PR #8569, opened 2020-03-21
[mypyc] Improve documentation in mypyc.primitives

JukkaL:
The aim is to give at least a short comment for all non-trivial ops.

Add docstrings to all modules that don't have them.

Also minor fix to `py_call_with_kwargs_op`.


JukkaL:
@msullivan Ping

> Required work
Write out a word-for-word copy of every entry above.

> Finished exercise
PR #8569, opened 2020-03-21
[mypyc] Improve documentation in mypyc.primitives

JukkaL:
The aim is to give at least a short comment for all non-trivial ops.

Add docstrings to all modules that don't have them.

Also minor fix to `py_call_with_kwargs_op`.


JukkaL:
@msullivan Ping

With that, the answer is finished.